Only the lines from the start of the entries through the line with "--- a/classes/SenseiManager.php" are wanted; please output them exactly.

======== INPUT RECORDS ========

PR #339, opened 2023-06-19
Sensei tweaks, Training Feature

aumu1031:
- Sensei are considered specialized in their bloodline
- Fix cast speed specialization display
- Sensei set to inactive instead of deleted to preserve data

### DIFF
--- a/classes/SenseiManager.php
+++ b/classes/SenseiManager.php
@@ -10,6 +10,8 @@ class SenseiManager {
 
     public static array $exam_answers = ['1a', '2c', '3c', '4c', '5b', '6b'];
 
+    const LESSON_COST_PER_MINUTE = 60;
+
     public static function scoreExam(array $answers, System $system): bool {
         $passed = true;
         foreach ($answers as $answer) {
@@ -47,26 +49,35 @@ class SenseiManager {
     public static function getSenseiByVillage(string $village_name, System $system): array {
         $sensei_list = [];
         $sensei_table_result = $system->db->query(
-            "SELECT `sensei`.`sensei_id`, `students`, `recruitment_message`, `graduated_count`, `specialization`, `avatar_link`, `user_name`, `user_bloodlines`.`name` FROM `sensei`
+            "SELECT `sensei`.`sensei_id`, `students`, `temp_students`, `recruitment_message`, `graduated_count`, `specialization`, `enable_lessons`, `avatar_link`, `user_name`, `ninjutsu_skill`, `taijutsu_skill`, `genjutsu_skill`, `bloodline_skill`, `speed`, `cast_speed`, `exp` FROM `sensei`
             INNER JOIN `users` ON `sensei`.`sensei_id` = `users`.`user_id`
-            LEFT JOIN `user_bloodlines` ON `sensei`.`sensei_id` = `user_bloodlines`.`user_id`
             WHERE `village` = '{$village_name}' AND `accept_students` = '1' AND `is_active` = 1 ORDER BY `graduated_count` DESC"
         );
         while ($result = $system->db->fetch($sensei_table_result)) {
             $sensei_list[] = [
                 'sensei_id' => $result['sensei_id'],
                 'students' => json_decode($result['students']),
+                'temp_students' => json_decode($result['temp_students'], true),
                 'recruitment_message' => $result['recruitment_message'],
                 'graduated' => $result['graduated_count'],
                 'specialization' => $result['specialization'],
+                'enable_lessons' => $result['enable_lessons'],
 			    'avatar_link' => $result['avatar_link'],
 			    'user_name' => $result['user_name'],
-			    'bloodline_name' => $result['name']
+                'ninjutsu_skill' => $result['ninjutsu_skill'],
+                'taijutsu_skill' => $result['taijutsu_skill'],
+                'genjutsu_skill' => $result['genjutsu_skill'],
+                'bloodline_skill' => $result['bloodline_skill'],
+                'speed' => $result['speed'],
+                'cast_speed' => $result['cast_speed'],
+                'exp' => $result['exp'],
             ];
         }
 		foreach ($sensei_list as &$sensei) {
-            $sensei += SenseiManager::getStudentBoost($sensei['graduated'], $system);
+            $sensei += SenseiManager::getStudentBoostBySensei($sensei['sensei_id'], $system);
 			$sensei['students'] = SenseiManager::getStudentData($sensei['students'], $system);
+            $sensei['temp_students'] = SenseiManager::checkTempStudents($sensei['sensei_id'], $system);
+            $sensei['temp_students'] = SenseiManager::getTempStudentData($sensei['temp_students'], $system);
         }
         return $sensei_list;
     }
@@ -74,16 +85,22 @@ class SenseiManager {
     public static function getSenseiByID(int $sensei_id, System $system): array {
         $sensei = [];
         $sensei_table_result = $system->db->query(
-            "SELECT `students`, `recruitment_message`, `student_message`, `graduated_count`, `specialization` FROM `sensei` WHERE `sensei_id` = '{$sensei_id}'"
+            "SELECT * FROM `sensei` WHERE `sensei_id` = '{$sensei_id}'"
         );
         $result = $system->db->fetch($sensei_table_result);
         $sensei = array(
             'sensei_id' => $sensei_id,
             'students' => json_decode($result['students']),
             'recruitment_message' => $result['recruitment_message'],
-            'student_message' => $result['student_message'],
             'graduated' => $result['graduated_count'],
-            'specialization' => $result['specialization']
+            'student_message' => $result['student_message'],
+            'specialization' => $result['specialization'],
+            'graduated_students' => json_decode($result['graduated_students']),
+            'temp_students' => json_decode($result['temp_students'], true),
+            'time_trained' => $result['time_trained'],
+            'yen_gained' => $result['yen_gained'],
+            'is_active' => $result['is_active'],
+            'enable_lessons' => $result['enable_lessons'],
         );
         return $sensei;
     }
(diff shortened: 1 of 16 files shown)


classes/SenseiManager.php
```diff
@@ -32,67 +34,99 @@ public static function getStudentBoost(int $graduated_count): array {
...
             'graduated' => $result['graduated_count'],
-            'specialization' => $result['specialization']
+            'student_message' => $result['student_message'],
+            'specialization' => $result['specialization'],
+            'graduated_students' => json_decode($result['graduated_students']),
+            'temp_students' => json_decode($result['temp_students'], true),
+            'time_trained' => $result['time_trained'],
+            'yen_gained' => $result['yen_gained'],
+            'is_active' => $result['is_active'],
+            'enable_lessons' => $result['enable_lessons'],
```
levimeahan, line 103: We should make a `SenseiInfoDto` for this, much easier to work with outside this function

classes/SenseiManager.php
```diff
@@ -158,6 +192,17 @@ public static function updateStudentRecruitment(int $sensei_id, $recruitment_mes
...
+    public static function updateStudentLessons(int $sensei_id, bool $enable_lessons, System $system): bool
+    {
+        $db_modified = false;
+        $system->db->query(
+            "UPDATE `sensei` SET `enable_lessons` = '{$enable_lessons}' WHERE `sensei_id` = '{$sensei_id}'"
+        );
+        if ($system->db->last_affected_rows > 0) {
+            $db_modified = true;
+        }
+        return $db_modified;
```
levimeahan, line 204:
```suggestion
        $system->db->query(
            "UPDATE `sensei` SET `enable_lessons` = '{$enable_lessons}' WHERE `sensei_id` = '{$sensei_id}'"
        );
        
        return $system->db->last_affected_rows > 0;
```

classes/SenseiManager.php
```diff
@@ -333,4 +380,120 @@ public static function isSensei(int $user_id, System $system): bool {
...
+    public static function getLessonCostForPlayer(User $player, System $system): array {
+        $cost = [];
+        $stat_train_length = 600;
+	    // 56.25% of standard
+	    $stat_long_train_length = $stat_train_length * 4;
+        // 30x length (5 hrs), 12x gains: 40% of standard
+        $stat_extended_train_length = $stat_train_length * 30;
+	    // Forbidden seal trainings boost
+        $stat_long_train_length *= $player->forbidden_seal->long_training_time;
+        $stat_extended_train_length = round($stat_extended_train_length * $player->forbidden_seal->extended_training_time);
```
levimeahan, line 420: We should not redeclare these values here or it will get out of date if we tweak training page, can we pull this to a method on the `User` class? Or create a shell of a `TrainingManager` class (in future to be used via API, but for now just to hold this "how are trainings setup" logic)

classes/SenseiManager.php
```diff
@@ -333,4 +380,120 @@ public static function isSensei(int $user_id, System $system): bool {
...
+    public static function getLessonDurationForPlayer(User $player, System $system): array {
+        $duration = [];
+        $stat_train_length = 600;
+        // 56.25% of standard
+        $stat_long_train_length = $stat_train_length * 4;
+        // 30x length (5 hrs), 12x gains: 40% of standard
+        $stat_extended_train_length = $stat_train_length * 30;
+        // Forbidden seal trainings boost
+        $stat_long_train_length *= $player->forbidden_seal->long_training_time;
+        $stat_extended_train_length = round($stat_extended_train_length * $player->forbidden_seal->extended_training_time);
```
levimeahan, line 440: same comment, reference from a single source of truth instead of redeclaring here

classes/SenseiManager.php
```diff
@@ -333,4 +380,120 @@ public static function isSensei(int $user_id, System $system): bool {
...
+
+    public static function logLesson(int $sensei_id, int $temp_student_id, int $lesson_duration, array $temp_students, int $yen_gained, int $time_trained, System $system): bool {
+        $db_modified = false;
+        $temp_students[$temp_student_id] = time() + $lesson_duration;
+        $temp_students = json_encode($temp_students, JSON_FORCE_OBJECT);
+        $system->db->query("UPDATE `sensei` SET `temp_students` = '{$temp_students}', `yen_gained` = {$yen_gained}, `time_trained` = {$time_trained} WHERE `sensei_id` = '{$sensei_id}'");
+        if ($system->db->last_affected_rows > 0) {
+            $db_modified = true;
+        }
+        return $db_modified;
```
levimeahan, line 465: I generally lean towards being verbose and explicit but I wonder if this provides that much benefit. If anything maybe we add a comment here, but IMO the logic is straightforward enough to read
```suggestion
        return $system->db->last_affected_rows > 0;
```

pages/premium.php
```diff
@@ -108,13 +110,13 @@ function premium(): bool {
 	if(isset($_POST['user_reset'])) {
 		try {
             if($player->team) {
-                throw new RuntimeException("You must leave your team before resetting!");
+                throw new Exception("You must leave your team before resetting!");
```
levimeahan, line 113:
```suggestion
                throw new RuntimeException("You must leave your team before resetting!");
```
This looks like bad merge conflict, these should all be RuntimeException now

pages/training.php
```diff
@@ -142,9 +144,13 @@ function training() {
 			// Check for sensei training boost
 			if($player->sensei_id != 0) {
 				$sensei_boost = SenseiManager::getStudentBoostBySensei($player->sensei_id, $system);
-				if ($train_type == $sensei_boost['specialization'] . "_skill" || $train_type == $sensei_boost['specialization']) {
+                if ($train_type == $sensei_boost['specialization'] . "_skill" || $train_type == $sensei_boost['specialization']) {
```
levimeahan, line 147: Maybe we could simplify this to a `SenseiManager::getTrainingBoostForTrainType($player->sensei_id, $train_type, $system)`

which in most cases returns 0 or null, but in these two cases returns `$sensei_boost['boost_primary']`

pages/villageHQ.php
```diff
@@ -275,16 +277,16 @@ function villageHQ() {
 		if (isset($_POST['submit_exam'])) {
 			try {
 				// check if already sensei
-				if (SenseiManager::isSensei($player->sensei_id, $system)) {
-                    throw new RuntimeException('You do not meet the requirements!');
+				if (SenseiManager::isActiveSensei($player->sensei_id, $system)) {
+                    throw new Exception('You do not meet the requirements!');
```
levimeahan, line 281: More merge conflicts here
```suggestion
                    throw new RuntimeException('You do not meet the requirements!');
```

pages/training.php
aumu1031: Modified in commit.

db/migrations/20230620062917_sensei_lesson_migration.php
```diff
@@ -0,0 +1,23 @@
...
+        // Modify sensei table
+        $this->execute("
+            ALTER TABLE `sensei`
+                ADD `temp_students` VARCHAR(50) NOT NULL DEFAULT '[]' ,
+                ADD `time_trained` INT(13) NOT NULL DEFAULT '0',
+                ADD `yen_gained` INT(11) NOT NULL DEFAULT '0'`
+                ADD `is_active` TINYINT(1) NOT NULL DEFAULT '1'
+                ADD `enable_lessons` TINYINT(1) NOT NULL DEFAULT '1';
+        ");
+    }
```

========

#### REPLY
PR #339, opened 2023-06-19
Sensei tweaks, Training Feature

aumu1031:
- Sensei are considered specialized in their bloodline
- Fix cast speed specialization display
- Sensei set to inactive instead of deleted to preserve data

### DIFF
--- a/classes/SenseiManager.php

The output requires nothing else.